THE PROBLEM:
Return, from the data that follows, each line that holds the word "similar".

MATERIAL SHOWN:
PR #247, opened 2024-04-22
feat(image): build multi-arch image

isindir:
* Update couple of plugins
* Setup and build multi-arch docker image, add arm64 arch


yonahd (approved):
Lgtm
Thanks!

PR #249, opened 2024-04-28
feat(namespaces): add empty namespace detection and removal

isindir:

This PR finds empty and non-default kubernetes namespaces, and if instructed removes these from the cluster.

## PR Checklist

- [x] This PR adds new code
- [ ] This PR adds docs

## GitHub Issue

Closes [#92]

## Notes for your reviewers


isindir:
fixes #92

yonahd:
> fixes #92
> 
> This PR is still WIP, as it lacks parallel processing of the namespaces as well as unit tests, could you please review if in principle it is what you'd be happy to accept ?

Hey @isindir
I'll take a look at the code in the next couple of days

doronkg:
Hi @isindir,
In order for the new feature to be completed, several additional files should be modified accordingly.

Take a look at https://github.com/yonahd/kor/blob/main/CONTRIBUTING.md#repository-structure.

yonahd:
> fixes #92
> 
> This PR is still WIP, as it lacks parallel processing of the namespaces as well as unit tests, could you please review if in principle it is what you'd be happy to accept ?

This is definitely a good direction(this is not a simple one).
Definitely need to review this thoroughly but in principal this is good

pkg/kor/namespaces.go
```diff
@@ -0,0 +1,221 @@
...
+					continue
+				}
+				if gr.GVR.Resource == "events" {
+					continue
+				}
+				// User specified resource type ignore list
+				if ignoreResourceType(gr.GVR.Resource, filterOpts.IgnoreResourceTypes) {
+					continue
+				}
+				genResources = append(genResources, gr)
```
yonahd, line 104: Why are we collecting and not returning false?

isindir: This one is to ignore user specified resource types, for example we use cluster level externalsecrets, which are creating secrets in each namespace, where we consider namespace to be empty if there are only secrets left in the namespace. One can use:
```
kor ns --ignore-resource-types secrets,configmaps
```
that should list any namepsaces where only cms and secrets are left (default resources and events are ignored as well).

isindir:
> Hi @isindir, In order for the new feature to be completed, several additional files should be modified accordingly.
> 
> Take a look at https://github.com/yonahd/kor/blob/main/CONTRIBUTING.md#repository-structure.

Helm chart I think needs extra changes:
* at the moment it is not possible to configure `kor` in a deployment for example to automatically remove any orphaned resources - rbac lacks such permissions.
* I think it would be more useful to split cronjobs so that several such jobs are configured with different schedules (may become handy when removing some resources and then namespaces in a separate run.

I'm looling to work on unit tests if time allows these weekends.

pkg/kor/namespaces.go
yonahd: From what I see we check if this list is longer than 0 to determine if the namespace is unused. Why continue collecting these or iterating after we find one?

isindir: true, I'll rework this function to return true/false - as an answer to "resources found?" . This should speed things up significantly.

isindir: @yonahd fixed this

doronkg:
> Helm chart I think needs extra changes:
> 
> * at the moment it is not possible to configure `kor` in a deployment for example to automatically remove any orphaned resources - rbac lacks such permissions.

Correct, currently the deployment is only used to export metrics, hence read-only RBAC, but we can consider going that way.
> * I think it would be more useful to split cronjobs so that several such jobs are configured with different schedules (may become handy when removing some resources and then namespaces in a separate run.

Interesting, especially when scanning unused resources in high-scaled clusters that might take more time than the interval set.

We can continue with progress on both comments in separated issues/discussions (or in our Discord channel) as they are out-of-scope for this PR, but should be dippen into. I'd like to futher discuss them.

Referring to https://github.com/yonahd/kor/blob/main/CONTRIBUTING.md#repository-structure was made to make sure you modify all required files, as adding any new unused resource support should address them.

isindir:
@doronkg , 

> Referring to https://github.com/yonahd/kor/blob/main/CONTRIBUTING.md#repository-structure was made to make sure you modify all required files, as adding any new unused resource support should address them.

Thank you, I think I covered most of the files except helm chart and some unit tests, atm I'm trying to figure out if I can use fake clients to reliably test a feature I'm implementing. I deliberately left chart untouched as the change already looks very big. 

btw, for chart - it will be better to have fine-tuned RBAC - possibility to enable only those read/write/per namespace permissions per feature (resource).

pkg/kor/namespaces.go
```diff
@@ -0,0 +1,221 @@
...
+func ignoreResourceType(resource string, ignoreResourceTypes []string) bool {
+	for _, ignoreType := range ignoreResourceTypes {
+		if resource == ignoreType {
+			return true
+		}
+	}
+	return false
+}
+
+func getNamespacedResources(
```
yonahd, line 54: Let's rename this function as it no returns whether the namespace is empty

pkg/filters/filters.go
```diff
@@ -107,3 +127,47 @@ func HasIncludedAge(creationTime metav1.Time, filterOpts *Options) (bool, error)
...
+		for _, systemNamespace := range SystemNamespaceNames {
+			if namespaceName == systemNamespace {
+				return true
+			}
+		}
+	}
+	return false
+}
+
+func ExcludeNamespacesFilter(object runtime.Object, filterOpts *Options) bool {
```
yonahd, line 144: What's the purpose of the include and exclude namespace functions?

isindir: added comments to both functions

pkg/kor/namespaces.go
isindir: renamed function

isindir:
@yonahd @luisdavim @doronkg, I finally found time and adding some more testing to the namespace removal - but I was not following if json configs with resources to skip from namespace evaluation for different k8s distros is fully implemented or not. Could you please suggest and review if my testing in `pkg/kor/namespacesMoreTests_test.go` is acceptable ? Thanks

yonahd:
> @yonahd @luisdavim @doronkg, I finally found time and adding some more testing to the namespace removal - but I was not following if json configs with resources to skip from namespace evaluation for different k8s distros is fully implemented or not. Could you please suggest and review if my testing in `pkg/kor/namespacesMoreTests_test.go` is acceptable ? Thanks

The resource exceptions are merged fully.
Not sure we will use the namespaces exceptions as we worked around it

yonahd:
Let me know when this is ready for review. This is a massive pr and will take quite a while to review

isindir:
@yonahd I feel that I'll not be able to do 100% unit test coverage for my new code, please review this PR. Thanks.

isindir:
@yonahd - I rebased the PR to the latest, would you have time to review and may be merge it ? We could negotiate next course of actions if needed from my side on a call, please reach me out on keybase , same uid as here.

doronkg:
> > @yonahd - I rebased the PR to the latest, would you have time to review and may be merge it ? We could negotiate next course of actions if needed from my side on a call, please reach me out on keybase , same uid as here.
> 
> 
> 
> Thanks for the PR
> 
> I'm currently very short in time. Any chance @doronkg or @luisdavim can you review this? 

Hi, sorry for the late response.
I'm currently on vacation so my time is very limited. From a quick glimpse - I won't be able to review this PR thoroughly in the following weeks unfortunately.

isindir:
@doronkg would you have some time to review it now ?

doronkg:
> @doronkg would you have some time to review it now ?

Hey, I’m currently traveling, so reviewing everything at once might be a bit challenging. To make this manageable, let’s break it down into smaller chunks and review each component step by step.

So far, I’ve gone through all the additions (except for the tests—we’ll tackle those later) and reviewed the previous comments.

To help me better understand the PR, could you please clarify the following:
	•	Empty namespace evaluation: Could you explain the general logic here so we’re aligned?
	•	Filters logic: How do the new include/exclude/apply filters benefit, since similar logic is already implemented in `namespaces()` under `filters.go`?
	•	Line breaks in function arguments: Are these intentional or a result of your IDE settings?

isindir:
Hi @doronkg , thank you for going through the review, I'll try to answer your questions, and I'm happy to do some rework if needed.

> Empty namespace evaluation: Could you explain the general logic here so we’re aligned?

General logic is defines filter functions and run all of these with the specified parameters for a given namespace from here:
* https://github.com/isindir/kor/blob/unused_namespaces/pkg/kor/namespaces.go#L147 

these functions are:
* by default exclude any system (namespaces created in vanilla Kubernetes); 
* Exclude or Include namespaces
* Filter by `kor` label / any label / age

once we know subjects to inspect - next check is - if namespace contains any non-default resources and resources which user specified to be ignored, which is done here:
* https://github.com/isindir/kor/blob/unused_namespaces/pkg/kor/namespaces.go#L96

and namespaced resource filters are applied here to identify which namespaces can be considered as empty:
* https://github.com/isindir/kor/blob/unused_namespaces/pkg/kor/namespaces.go#L70

> Filters logic: How do the new include/exclude/apply filters benefit, since similar logic is already implemented in namespaces() under filters.go?

I guess this is the function mentioned above:
* https://github.com/isindir/kor/blob/unused_namespaces/pkg/filters/options.go#L114

`Namespaces()` function is called for each for a given resource type to get a list where these resources exist,
for example `Secrets` or `Configmaps`. The function call stack `processNamespaces()` -> `filters.ApplyFilters() , isErrorOrNamespaceContainsResources()` is to get namespaces which are empty (no resources found, not system namespaces and may contain resources to ignore) - list for namespace removal. These 2 functions have slightly different purpose and output may differ based on resources to ignore input parameter as well.

> Line breaks in function arguments: Are these intentional or a result of your IDE settings?

These are not automatic via IDE, but it feels that long strings may read better once refactored:
```diff
-                       fmt.Printf("Do you want to delete %s %s in namespace %s? (Y/N): ", resourceType, resource.Name, namespace)
+                       fmt.Printf(
+                               "Do you want to delete %s %s%s? (Y/N): ",
+                               resourceType,
+                               resource.Name,
+                               namespacedMessageSuffix(namespace),
+                       )
```

> Line breaks in function arguments: Are these intentional or a result of your IDE settings?
> Output examples: Can you show some output examples from your CMD? Relating both flags / edge cases.

I'll try to do this tonight and will send both via new comment.

isindir:
I have a couple of examples now out of the box where it prints unwanted information:
```
% ./build/kor ns --show-reason
kor version: vdev

  _  _____  ____
 | |/ / _ \|  _ \
 | ' / | | | |_) |
 | . \ |_| |  _ <
 |_|\_\___/|_| \_\

Unused resources in namespace: ""
+---+---------------+---------------+------------------+
| # | RESOURCE TYPE | RESOURCE NAME |      REASON      |
+---+---------------+---------------+------------------+
| 1 | Namespaces    | abc           | unused namespace |
+---+---------------+---------------+------------------+
```

and

```
% ./build/kor ns --show-reason -o json
{
  "": {
    "Namespaces": [
      {
        "name": "abc",
        "reason": "unused namespace"
      }
    ]
  }
}
```

isindir:
```
 ./build/kor ns --newer-than 8m
kor version: vdev

  _  _____  ____
 | |/ / _ \|  _ \
 | ' / | | | |_) |
 | . \ |_| |  _ <
 |_|\_\___/|_| \_\

Unused resources in namespace: ""
+---+---------------+---------------+
| # | RESOURCE TYPE | RESOURCE NAME |
+---+---------------+---------------+
| 1 | Namespaces    | abc           |
+---+---------------+---------------+
```

```
% ./build/kor ns --older-than 8m
kor version: vdev

  _  _____  ____
 | |/ / _ \|  _ \
 | ' / | | | |_) |
 | . \ |_| |  _ <
 |_|\_\___/|_| \_\
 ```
Issue #253, opened 2024-05-01
Refactor: move resource exceptions to external files 


yonahd:
Move the resource exceptions to a different file. 

Currently the lists of exception resource are quite long e.g. https://github.com/yonahd/kor/blob/main/pkg/kor/configmaps.go#L17 and will cause future contributors more cognitive load.

We should separate these from the actual code

pbr0ck3r:
It might be nice to also break out resources into their individual clouds (then merge them all together), so we can better track changes related to specific environments.

- pkg
  - exceptions
    - gke
    - aks
    - kind
    - minikube
    - universal (i.e. kube-proxy)

yonahd:
> It might be nice to also break out resources into their individual clouds (then merge them all together) using a helper function. We can better track changes related to specific environments this way and also allow targeting specific environments.
> 
> * pkg
>   
>   * exceptions
>     
>     * gke
>     * aks
>     * kind
>     * minikube
>     * universal (i.e. kube-proxy)

I was thinking of splitting it using the resource type but this might make more sense. Let's see if there are any takers and we'll see how simply it can be done

pbr0ck3r:
Happy to take a initial stab at this.

yonahd:
Go for it.
Let's see how it looks

PR #257, opened 2024-05-02
fix: refactor exceptions into seperate files

pbr0ck3r:
Please read [CONTRIBUTING.md](CONTRIBUTING.md) for additional information on contributing to this repository!

- initial take on how we could refactor exceptions into their own files using JSON.

## PR Checklist

- [x] This PR adds new code

## Github Issue

https://github.com/yonahd/kor/issues/253


pkg/kor/kor.go
```diff
@@ -27,6 +28,11 @@ type IncludeExcludeLists struct {
 	ExcludeListStr string
 }
 
+type Config struct {
```
yonahd, line 31: Interesting. Did you have something in mind to support using this struct?

pkg/kor/exceptions/storageclasses/config.json
```diff
@@ -0,0 +1,16 @@
+{
```
yonahd, line 1: Nit: maybe storageclasses.json?

yonahd (commented):
Looks simple and straightforward.
A couple points here:

- Maybe we can add a field of source which would be more for documentation e.g. GKE or minikube
- The folder name we call it exceptions, trying to think if there is a better name for the false positives

pkg/kor/exceptions/storageclasses/config.json
pbr0ck3r: Happy to make this change!

pkg/kor/kor.go
pbr0ck3r: It is used by `unmarshalConfig`. But happy to refactor that into not using it. The idea is that this sets us up in a way we could break out exceptions into individual cloud if we want in the future. Then we could adjust the code to do say GKE only (if you pass in a flag) or all by default.

pbr0ck3r: If we don't use a struct like this, then we will have to have each embedded file be its own struct in each of their individual files to unmarshal the data.

```
type Config struct {
	ExceptionStorageClasses []ExceptionResource `json:"exceptionStorageClasses"`
}

type ExceptionClusterRoles struct {
	ExceptionClusterRoles []ExceptionResource `json:"exceptionClusterRoles"`
}
```

Which will then require us to refactor the `unmarshalConfig` helper.

The other idea would be do away with JSON files altogether and just  create another Go package called `exceptions` and we move everything, i.e. `pkg/exceptions/exceptionStorageClasses.go`, `pkg/exceptions/exceptionClusterRoles.go`

yonahd: > It is used by `unmarshalConfig`. But happy to refactor that into not using it. The idea is that this sets us up in a way we could break out exceptions into individual cloud if we want in the future. Then we could adjust the code to do say GKE only (if you pass in a flag) or all by default.

I actually did not think of that. Really solid idea!

pbr0ck3r: I pushed up some more code to show how the `Config` struct will look in the future.

yonahd: Looks good to me. Go for it

yonahd (approved):
Lgtm
Thank you!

PROBLEM SOLUTION:
	•	Filters logic: How do the new include/exclude/apply filters benefit, since similar logic is already implemented in `namespaces()` under `filters.go`?
> Filters logic: How do the new include/exclude/apply filters benefit, since similar logic is already implemented in namespaces() under filters.go?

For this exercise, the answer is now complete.